**Available records**
Issue #12579, opened 2023-04-05
Image tags without src


caugner:
While testing out https://github.com/mdn/yari/pull/8571, Sentry collected the following errors regarding `<img>` tags without a `src` attribute.

## es

- [x] `In /es/docs/Web/API/Element/clientTop there's an img tag without src (<img alt="Image:clientTop.png">)`
- [x] `In /es/docs/Web/API/Element/clientLeft there's an img tag without src (<img alt="Image:clientLeft.png">)`
- [x] `In /es/docs/Web/API/Element/clientLeft there's an img tag without src (<img alt="La barra de desplazamiento vertical en el lado izquierdo, aparece cuando la propiedad layout.scrollbar.side tiene el valor 1 o 3">)`

## fr

- [x] `In /fr/docs/Mozilla/Add-ons/WebExtensions/Firefox_differentiators there's an img tag without src (<img alt="containers.png">)` https://github.com/mdn/content/pull/26242
- [ ] `In /fr/docs/Learn/Getting_started_with_the_web/HTML_basics there's an img tag without src (<img src="" alt="Mon image de test">)` https://github.com/mdn/translated-content/pull/12818

## ko

- [ ] `In /ko/docs/Web/SVG/Tutorial/SVG_and_CSS there's an img tag without src (<img alt="SVG demonstration">)`
- [ ] `In /ko/docs/Web/API/Window/toolbar there's an img tag without src (<img alt="Image:Modify_any_open_window_dialog.png">)`
- [ ] `In /ko/docs/orphaned/Web/SVG/SVG_1.1_Support_in_Firefox there's an img tag without src (<img alt="그림:그림-text-fill-stroke.png">)`

SphinxKnight:
https://github.com/mdn/translated-content/pull/12818 has been opened for the two docs in `fr`

alattalatta:
ko's fixed by #12488 and #12648.

Graywolf9:
`es` attended in https://github.com/mdn/translated-content/pull/12964

PR #12964, opened 2023-04-24
es: Fix img tags without src

Graywolf9:
### Description

Fix img tags without src

### Additional details

The images are no longer in the `en-US` version, so they were deleted

Relates to #12579


JuanVqz (approved):
@Graywolf9 looks good!

PR #12994, opened 2023-04-27
zh-CN: "支持"错打成"持支"

wang1xiang:


yin1999 (commented):
Thanks. Welcome aboard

**Exercise details**
Print precisely the lines from the one with "es: Fix img tags without src" through the end of the data above, adding nothing.

**Finished exercise**
es: Fix img tags without src

Graywolf9:
### Description

Fix img tags without src

### Additional details

The images are no longer in the `en-US` version, so they were deleted

Relates to #12579


JuanVqz (approved):
@Graywolf9 looks good!

PR #12994, opened 2023-04-27
zh-CN: "支持"错打成"持支"

wang1xiang:


yin1999 (commented):
Thanks. Welcome aboard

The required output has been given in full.